Here's it naked with onions, carrots and potatoes.









After adding 1 1/2 pack of onion soup mix and 20 oz coke.









decided to add in a little more carrots after that pic. Gonna cook on low for about 8 hrs :thumbsup:


----------



## Jason (Oct 2, 2007)

I never do it the same twice! I throw everything together and cook it down!!! Add seasoning to taste and you are done!!!!


----------



## corrinas2 (Sep 27, 2007)

wow you guys know what a crock pot is lol......


----------



## 16983 (Sep 12, 2011)

Heres a crock pot roast recipe thats dead easy and pretty darn good too. 

*To Die for Pot Roast*


*Description* This recipe is a classic from http://www.copykatchat.com originally posted by BakerBella 2001.
*Ingredients*


_Course_
Meats
_Difficulty_
Beginner
_Source_
You Gotta Try This!
_Makes_
Varies
1 beef roast, any cut, to fit size of crock pot (I think Chuck is the best, with all the fat and all)
1 Pkg. Hidden Valley Ranch Dressing mix
1 pkg. brown gravy mix
1 pkg. Italian Dressing mix
1/2 C. water
*Methods/steps*
Combine mixes well and sprinkle half over roast in pot. Pour water into bottom of pot, and add the other half of the mixes in the water. Cook maybe on low for 8-9hours.


----------



## Austin (Sep 30, 2007)

Note to self: Do not put potatoes in at the beginning like everything else. You end up with MUSHATOES.

Other than that, it was great. So good, I forgot to snap a pic.


----------



## FISHBOXFULL (May 9, 2008)

FISHBOXFULL said:


> ive got a 2 1/2 lb pork shoulder roast in the crock pot now, its small but just my wife me and a 6yr. I made some sauce last night on the stove and brought to a boil and let cool down over night in the fridge. brought it to a broil again this morning at 7 and seasoned the roast with only sea salt. I turned the crock pot on low, put the roast in, pour the sauce around it and wait. ill report back on time need to cook.

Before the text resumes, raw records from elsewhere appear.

PR #3319, opened 2026-04-17
fix(openclaw): batch config set calls into single exec

AhmedTMM:
## Summary

Batches 4 separate `runner.runServer()` calls for OpenClaw config into a single exec. Fixes the connection flakiness you saw on Sprite where the gateway start fails with "connection closed" / "context deadline exceeded" after too many sequential execs.

## Before (4 execs)

```
exec 1: openclaw config set agents.defaults.model.primary ...
exec 2: openclaw config set agents.defaults.sandbox.mode off
exec 3: openclaw config set browser.executablePath ...; browser.noSandbox ...; browser.headless ...; browser.defaultProfile ...
exec 4: openclaw config set channels.telegram.enabled true; channels.whatsapp.enabled true; ... (7 channels)
```

Each exec = a separate `sprite exec` session. 14 total `openclaw config set` calls across 4 sessions → 14 "Config overwrite" log lines → connection pool exhausted → gateway start fails.

## After (1 exec)

```
exec 1: openclaw config set model ...; sandbox ...; browser.executablePath ...; browser.noSandbox ...; browser.headless ...; browser.defaultProfile ...; channels.telegram ...; channels.whatsapp ...; ...
```

All config sets in one session. Same result, 3 fewer Sprite exec connections before the gateway start.

## Non-lossy guarantee

Commands are chained with `;` (not `&&`), so if any individual config set fails (e.g. browser path not found because Chrome wasn't selected), the rest still run. This matches the previous behavior where each call was wrapped in `asyncTryCatchIf` with non-fatal warnings.

## Test plan

- [x] `bunx biome check` — 0 errors
- [x] `bun test` — 2070/2070 pass
- [ ] Manual: `spawn openclaw sprite` — verify config writes succeed in one batch, gateway starts without connection drops

### DIFF
--- a/packages/cli/package.json
+++ b/packages/cli/package.json
@@ -1,6 +1,6 @@
 {
   "name": "@openrouter/spawn",
-  "version": "1.0.15",
+  "version": "1.0.16",
   "type": "module",
   "bin": {
     "spawn": "cli.js"
--- a/packages/cli/src/shared/agent-setup.ts
+++ b/packages/cli/src/shared/agent-setup.ts
@@ -478,45 +478,31 @@ async function setupOpenclawConfig(
     await uploadConfigFile(runner, fallbackConfig, "$HOME/.openclaw/openclaw.json");
   }
 
-  // Always set the model after onboard — `openclaw onboard` may pick its own
-  // default (e.g. arcee/trinity-large-thinking) instead of openrouter/auto.
-  const modelResult = await asyncTryCatchIf(isOperationalError, () =>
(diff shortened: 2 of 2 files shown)


la14-1 (approved):
**Security review:** Safe to merge. Changes batch 4 sequential `openclaw config set` execs into 1. No user input interpolation — all values come from hardcoded config objects. Commands chained with `;" matches prior error-tolerant behavior. CI green (all 5 checks). LGTM.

basted it maby 4 times with the sauce and pulled the plug at 4pm. made sandwiches about 5:30 (makes 6 reg. sz) , you had to use a fork to get it out of the pot.


----------



## shootnstarz (May 4, 2011)

I made beef stew last night, took 3 hours on the stove:

1lb stew beef
1c beef broth
3c H2O
1c chopped celery
1c chopped carrots
1c chopped onions
2c cubed taters
1 clove garlic
dashes of black pepper, thyme, oregeno, celery salt and a bay leaf or 2
1/4c veg oil
1 large can whole tomatoes drained

Start the water, broth, smashed garlic and spices in a large pot. Brown the meat in the oil, I lightly coat it with flour. Add the browned meat to the pot and cook on low for an hour. Add celery, carrots and onions at this point, cook on low for another hour, add taters and tomatoes and cook on low until the taters are cooked, about another hour. I like my veggies soft so I tend to cook a little longer. You can adjust if you like them crisp. Add some corn starch or left over mashed taters to thicken if desired.

Slap yo momma good !!!

Rick


----------



## Rammer Jammer (Oct 1, 2007)

Thanks everyone. I made this one last night and it was awesome and simple!

4lb roast
handful of new potatoes
two handfuls of baby carrots
4 celery stalks
can of beef broth
1 package of lipton onion mix
half an onion

salt & peppered the roast to taste and browned all all sides - threw it in the crock pot.
poured in the beef broth.
sprinkled in the onion mix
cut the potatoes in half - the larger ones in quarters and threw them in.
threw in the carrots.
diced the onion and celery stalks and threw them in.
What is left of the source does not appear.